### What is being asked
Which lines in the records below contain the word "created"? Report each of them.

==== Supplied records

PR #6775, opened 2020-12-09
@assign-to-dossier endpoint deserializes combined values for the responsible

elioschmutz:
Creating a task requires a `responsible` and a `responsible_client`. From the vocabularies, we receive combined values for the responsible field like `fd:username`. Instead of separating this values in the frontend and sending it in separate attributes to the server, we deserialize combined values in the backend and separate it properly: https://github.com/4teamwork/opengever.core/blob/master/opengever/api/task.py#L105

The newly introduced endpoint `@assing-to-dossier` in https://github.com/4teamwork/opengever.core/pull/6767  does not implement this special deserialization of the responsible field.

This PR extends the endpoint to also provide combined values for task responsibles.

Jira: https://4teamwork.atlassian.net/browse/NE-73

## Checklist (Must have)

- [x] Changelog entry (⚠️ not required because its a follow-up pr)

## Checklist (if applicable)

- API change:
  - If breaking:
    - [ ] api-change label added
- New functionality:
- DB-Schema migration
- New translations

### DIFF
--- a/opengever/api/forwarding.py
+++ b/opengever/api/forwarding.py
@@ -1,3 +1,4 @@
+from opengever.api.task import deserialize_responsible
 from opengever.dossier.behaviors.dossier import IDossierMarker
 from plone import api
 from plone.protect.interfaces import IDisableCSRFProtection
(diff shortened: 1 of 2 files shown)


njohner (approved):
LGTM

========
==== Supplied records

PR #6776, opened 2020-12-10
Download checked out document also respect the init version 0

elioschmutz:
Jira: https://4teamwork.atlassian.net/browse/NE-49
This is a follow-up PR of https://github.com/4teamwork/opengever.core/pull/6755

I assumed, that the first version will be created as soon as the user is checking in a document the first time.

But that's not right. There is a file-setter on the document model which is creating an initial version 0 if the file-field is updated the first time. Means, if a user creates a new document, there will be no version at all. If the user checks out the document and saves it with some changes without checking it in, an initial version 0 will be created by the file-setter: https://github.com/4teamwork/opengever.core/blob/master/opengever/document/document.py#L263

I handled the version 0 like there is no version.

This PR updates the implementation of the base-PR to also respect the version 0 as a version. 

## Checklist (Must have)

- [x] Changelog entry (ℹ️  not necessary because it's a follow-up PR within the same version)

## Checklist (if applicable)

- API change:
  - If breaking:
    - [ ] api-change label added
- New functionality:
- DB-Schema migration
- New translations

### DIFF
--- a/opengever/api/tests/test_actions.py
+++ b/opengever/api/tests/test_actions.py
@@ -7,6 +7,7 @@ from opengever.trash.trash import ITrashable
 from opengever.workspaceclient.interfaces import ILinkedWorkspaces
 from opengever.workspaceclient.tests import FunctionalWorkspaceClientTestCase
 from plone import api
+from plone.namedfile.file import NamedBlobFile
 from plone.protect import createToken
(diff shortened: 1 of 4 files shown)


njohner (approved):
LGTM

========
==== Supplied records

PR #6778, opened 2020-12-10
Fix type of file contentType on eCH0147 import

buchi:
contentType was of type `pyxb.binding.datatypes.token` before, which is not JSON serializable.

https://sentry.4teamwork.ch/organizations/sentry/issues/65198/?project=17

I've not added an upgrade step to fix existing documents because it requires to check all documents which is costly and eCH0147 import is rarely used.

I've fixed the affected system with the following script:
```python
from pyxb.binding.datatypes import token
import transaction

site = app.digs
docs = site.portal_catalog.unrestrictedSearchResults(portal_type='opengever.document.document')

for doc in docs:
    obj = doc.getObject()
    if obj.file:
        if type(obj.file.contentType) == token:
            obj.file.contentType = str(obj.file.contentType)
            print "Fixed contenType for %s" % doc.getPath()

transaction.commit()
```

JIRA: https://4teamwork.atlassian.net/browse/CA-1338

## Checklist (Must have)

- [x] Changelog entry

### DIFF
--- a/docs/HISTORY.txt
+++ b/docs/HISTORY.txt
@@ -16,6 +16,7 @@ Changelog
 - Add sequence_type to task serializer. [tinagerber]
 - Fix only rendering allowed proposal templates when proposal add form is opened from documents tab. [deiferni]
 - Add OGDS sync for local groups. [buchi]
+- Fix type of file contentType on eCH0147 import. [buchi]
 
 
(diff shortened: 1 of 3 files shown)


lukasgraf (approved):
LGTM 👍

========

### Your response
I assumed, that the first version will be created as soon as the user is checking in a document the first time.
But that's not right. There is a file-setter on the document model which is creating an initial version 0 if the file-field is updated the first time. Means, if a user creates a new document, there will be no version at all. If the user checks out the document and saves it with some changes without checking it in, an initial version 0 will be created by the file-setter: https://github.com/4teamwork/opengever.core/blob/master/opengever/document/document.py#L263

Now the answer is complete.